'''

PR #604, opened 2022-11-18
Documentation for Outlets API

marcoroth:
This Pull request adds documentation for the Outlets API which was introduced in #576.

It also updates the `order` for the other sections in the reference.

Feedback very welcome, especially on the used examples.

### DIFF
--- a/docs/reference/outlets.md
+++ b/docs/reference/outlets.md
@@ -1,0 +1,179 @@
+---
+permalink: /reference/outlets.html
+order: 04
+---
+
+# Outlets
+
+_Outlets_ let you reference Stimulus _controller instances_ and their _controller element_ from within another Stimulus Controller by using CSS selectors.
+
+The use of outlets helps with cross-controller communication and coordination as an alternative to dispatching custom events on controller elements.
+
+They are conceptually similar to [Stimulus Targets](https://stimulus.hotwired.dev/reference/targets) but with the difference that they reference a Stimulus controller instance plus its associated controller element.
+
+<meta data-controller="callout" data-callout-text-value='data-search-result-outlet=".result"'>
+<meta data-controller="callout" data-callout-text-value='class="result"'>
+
+
+```html
+<div data-controller="search" data-search-result-outlet=".result">
+  ...
+</div>
+
+...
+
+<div id="results">
+  <div class="result" data-controller="result">...</div>
+  <div class="result" data-controller="result">...</div>
+  ...
+</div>
+```
+
+While a **target** is a specifically marked element **within the scope** of its own controller element, an **outlet** can be located **anywhere on the page** and doesn't necessarily have to be within the controller scope.
+
+## Attributes and Names
+
+The `data-search-result-outlet` attribute is called an _outlet attribute_, and its value is a [CSS selector](https://developer.mozilla.org/en-US/docs/Web/CSS/CSS_Selectors) which you can use to refer to other controller elements which should be available as outlets on the _host controller_.
+
+```html
+data-[identifier]-[outlet]-outlet="[selector]"
+```
+
+<meta data-controller="callout" data-callout-text-value='data-search-result-outlet=".result"'>
+
+
+```html
+<div data-controller="search" data-search-result-outlet=".result"></div>
+```
+
+## Definitions
+
+Define controller identifiers in your controller class using the `static outlets` array. This array declares which other controller identifiers can be used as outlets on this controller:
+
+<meta data-controller="callout" data-callout-text-value='static outlets'>
+<meta data-controller="callout" data-callout-text-value='"result"'>
+
+
+```js
+// search_controller.js
+
+export default class extends Controller {
+  static outlets = [ "result" ]
+
+  connect () {
+    this.resultOutlets.forEach(result => ...)
+  }
+}
+```
+
+## Properties
+
+For each outlet defined in the `static outlets` array, Stimulus adds five properties to your controller, where `[name]` corresponds to the outlet's controller identifier:
+
+| Kind | Property name | Return Type | Effect
+| ---- | ------------- | ----------- | -----------
+| Existential | `has[Name]Outlet` | `Boolean` | Tests for presence of a `[name]` outlet
+| Singular | `[name]Outlet` | `Controller` | Returns the `Controller` instance of the first `[name]` outlet or throws an exception if none is present
+| Plural | `[name]Outlets` | `Array<Controller>` | Returns the `Controller` instances of all `[name]` outlets
+| Singular | `[name]OutletElement` | `Element` | Returns the Controller `Element` of the first `[name]` outlet or throws an exception if none is present
+| Plural | `[name]OutletElements` | `Array<Element>` | Returns the Controller `Element`'s of all `[name]` outlets
+
+## Accessing controllers and elements
+
+Since you get back a `Controller` instance from the `[name]Outlet` and `[name]Outlets` properties you are also able to access the Values, Classes, Targets and all of the other properties and functions that controller instance defines:
+
+```js
+this.resultOutlet.idValue
+this.resultOutlet.imageTarget
+this.resultOutlet.activeClasses
+```
+
+You are also able to invoke any function the outlet controller may define:
+
+```js
+// result_controller.js
+
+export default class extends Controller {
+  markAsSelected(event) {
+    // ...
+  }
+}
+
+// search_controller.js
+
+export default class extends Controller {
+  static outlets = [ "result" ]
+
+  selectAll(event) {
+    this.resultOutlets.forEach(result => result.markAsSelected(event))
+  }
+}
+```
+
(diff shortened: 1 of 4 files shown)


docs/reference/outlets.md
```diff
@@ -0,0 +1,179 @@
+---
+permalink: /reference/outlets.html
+order: 04
+---
+
+# Outlets
+
+_Outlets_ let you reference Stimulus _controller instances_ and their _controller element_ from within another Stimulus Controller by using CSS selectors.
+
+The use of outlets helps with cross-controller communication and coordination as an alternative to dispatching custom events on controller elements.
```
lb-, line 10:
```suggestion
The use of Outlets helps with cross-controller communication and coordination as an alternative to dispatching custom events on controller elements.
```

It appears that Outlet is a proper noun throughout the rest of the page so maybe it should be here also

docs/reference/outlets.md
```diff
@@ -0,0 +1,179 @@
...
+
+| Kind | Property name | Return Type | Effect
+| ---- | ------------- | ----------- | -----------
+| Existential | `has[Name]Outlet` | `Boolean` | Tests for presence of a `[name]` outlet
+| Singular | `[name]Outlet` | `Controller` | Returns the `Controller` instance of the first `[name]` outlet or throws an exception if none is present
+| Plural | `[name]Outlets` | `Array<Controller>` | Returns the `Controller` instances of all `[name]` outlets
+| Singular | `[name]OutletElement` | `Element` | Returns the Controller `Element` of the first `[name]` outlet or throws an exception if none is present
+| Plural | `[name]OutletElements` | `Array<Element>` | Returns the Controller `Element`'s of all `[name]` outlets
+
+## Accessing controllers and elements
```
lb-, line 81:
```suggestion
## Accessing Controllers and Elements
```

Most of the documentation appears to use APA title case (major words are title case).

docs/reference/outlets.md
```diff
@@ -0,0 +1,179 @@
...
+
+Similarly with the Outlet Element, it allows you to call any function or property on [`Element`](https://developer.mozilla.org/en-US/docs/Web/API/Element):
+
+```js
+this.resultOutletElement.dataset.value
+this.resultOutletElement.getAttribute("id")
+this.resultOutletElements.map(result => result.hasAttribute("selected"))
+```
+
+## Outlet callbacks
```
lb-, line 121:
```suggestion
## Outlet Callbacks
```

docs/reference/outlets.md
```diff
@@ -0,0 +1,179 @@
...
+
+Outlet callbacks are specially named functions called by Stimulus to let you respond to whenever an outlet is added or removed from the page.
+
+To observe outlet changes, define a function named `[name]OutletConnected()` or `[name]OutletDisconnected()`.
```
lb-, line 125:
```suggestion
To observe outlet changes, define a class method named `[name]OutletConnected()` or `[name]OutletDisconnected()`.
```

Not sure if needed but it may be clearer if we say that this is a class method?

docs/reference/outlets.md
```diff
@@ -0,0 +1,179 @@
...
+    // ...
+  }
+
+  resultOutletDisconnected(outlet, element) {
+    // ...
+  }
+}
+```
+
+### Outlets are assumed to be present
```
lb-, line 143:
```suggestion
### Outlets are Assumed to be Present
```

docs/reference/outlets.md
```diff
@@ -0,0 +1,179 @@
...
+
+When you access an outlet property in a controller, you assert that at least one corresponding outlet is present. If the declaration is missing and no matching outlet is found Stimulus will throw an exception:
```
lb-, line 145:
```suggestion
When you access an Outlet property in a Controller, you assert that at least one corresponding Outlet is present. If the declaration is missing and no matching outlet is found Stimulus will throw an exception:
```

docs/reference/outlets.md
```diff
@@ -0,0 +1,179 @@
...
+
+```html
+Missing outlet element "result" for "search" controller
+```
+
+### Optional outlets
+
+If an outlet is optional or you want to assert that at least outlet is present, you must first check the presence of the outlet using the existential property:
```
lb-, line 153:
```suggestion
If an Outlet is optional or you want to assert that at least Outlet is present, you must first check the presence of the Outlet using the existential property:
```

docs/reference/outlets.md
```diff
@@ -0,0 +1,179 @@
...
+
+```js
+if (this.hasResultOutlet) {
+  this.resultOutlet.safelyCallSomethingOnTheOutlet()
+}
+```
+
+### Referencing non-controller elements
```
lb-, line 161:
```suggestion
### Referencing Non-Controller Elements
```

docs/reference/outlets.md
```diff
@@ -0,0 +1,179 @@
...
+
+Stimulus will throw an exception if you try to declare an element as an outlet which doesn't have the corresponding `data-controller` and identifier on it:
```
lb-, line 163: When will this error be thrown?

Once the controller is instantiated? Or when you attempt to access the outlet?

Might be good to be clear here - for some cases the data controller attribute could be added later maybe.

lb-, line 163:
```suggestion
Stimulus will throw an exception if you try to declare an element as an outlet which doesn't have a corresponding `data-controller` and identifier on it:
```

I'm not clear here - does the name of the Outlet's controller have to match the `static outlets = ['something']` name?

lb- (commented):
Some general comments below but what happens if you have an outlet that has two or more Controllers on it?

Maybe I missed something but does the name of the outlet have to match the name of the expected outlet controller?

docs/reference/outlets.md
```diff
@@ -0,0 +1,179 @@
...
+  <div class="result" data-controller="result">...</div>
+  ...
+</div>
+```
+
+While a **target** is a specifically marked element **within the scope** of its own controller element, an **outlet** can be located **anywhere on the page** and doesn't necessarily have to be within the controller scope.
+
+## Attributes and Names
+
+The `data-search-result-outlet` attribute is called an _outlet attribute_, and its value is a [CSS selector](https://developer.mozilla.org/en-US/docs/Web/CSS/CSS_Selectors) which you can use to refer to other controller elements which should be available as outlets on the _host controller_.
```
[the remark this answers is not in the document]
marcoroth: Yeah agreed. I wasn't too happy with the term "host controller". It's not decided yet, that's just what I had in there as a placeholder. Happy to change it whatever makes to most sense. `source` seems better fitting to me

docs/reference/outlets.md
marcoroth: It's throwing the error when you attempt to access the outlet, similar to how targets handle this. I'll try to make this clearer, thanks!

marcoroth: It needs to match the name of the outlets, yes. The `outlets` array holds references to other controller identifiers.

docs/reference/outlets.md
marcoroth: Thanks for the review!

> Some general comments below but what happens if you have an outlet that has two or more Controllers on it?

An element with two controllers attached to it also has two different controllers instances. You'll get the controller instance for the controller identifier you referenced as the outlet. 

> Maybe I missed something but does the name of the outlet have to match the name of the expected outlet controller?

Yes, the outlet name has to match the controller identifier. This is what's used to get right controller instance for a given element. 
The reason why you are able to provide a CSS selector is that you can specify which element/instance you want to associate with the source controller, because usually there are more than one instance of the same controller on the page.

marcoroth:
Thanks for the review!

> Some general comments below but what happens if you have an outlet that has two or more Controllers on it?

An element with two controllers attached to it also has two different controllers instances. You'll get the controller instance for the controller identifier you referenced as the outlet. 

> Maybe I missed something but does the name of the outlet have to match the name of the expected outlet controller?

Yes, the outlet name has to match the controller identifier. This is what's used to get right controller instance for a given element. 
The reason why you are able to provide a CSS selector is that you can specify which element/instance you want to associate with the source controller, because usually there are more than one instance of the same controller on the page.

docs/reference/outlets.md
marcoroth: you are right, in the `targets` section they are also called "methods" 👍🏼

docs/reference/outlets.md
lb-: Thanks.

docs/reference/outlets.md
```diff
@@ -0,0 +1,179 @@
...
+<meta data-controller="callout" data-callout-text-value='data-search-result-outlet=".result"'>
+
+
+```html
+<div data-controller="search" data-search-result-outlet=".result"></div>
+```
+
+## Definitions
+
+Define controller identifiers in your controller class using the `static outlets` array. This array declares which other controller identifiers can be used as outlets on this controller:
```
lb-, line 51:
```suggestion
Define controller identifiers in your controller class using the `static outlets` array. This array declares which other Controller identifiers can be used as outlets on this controller:
```

I see we say identifiers here. Just another nitpicky fix for proper noun usage of Controller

'''

#### What needs to be done:
In the entries above, find each line with the word "from" and return it.

#### Expected answer:
+_Outlets_ let you reference Stimulus _controller instances_ and their _controller element_ from within another Stimulus Controller by using CSS selectors.
+Since you get back a `Controller` instance from the `[name]Outlet` and `[name]Outlets` properties you are also able to access the Values, Classes, Targets and all of the other properties and functions that controller instance defines:
+_Outlets_ let you reference Stimulus _controller instances_ and their _controller element_ from within another Stimulus Controller by using CSS selectors.
+Outlet callbacks are specially named functions called by Stimulus to let you respond to whenever an outlet is added or removed from the page.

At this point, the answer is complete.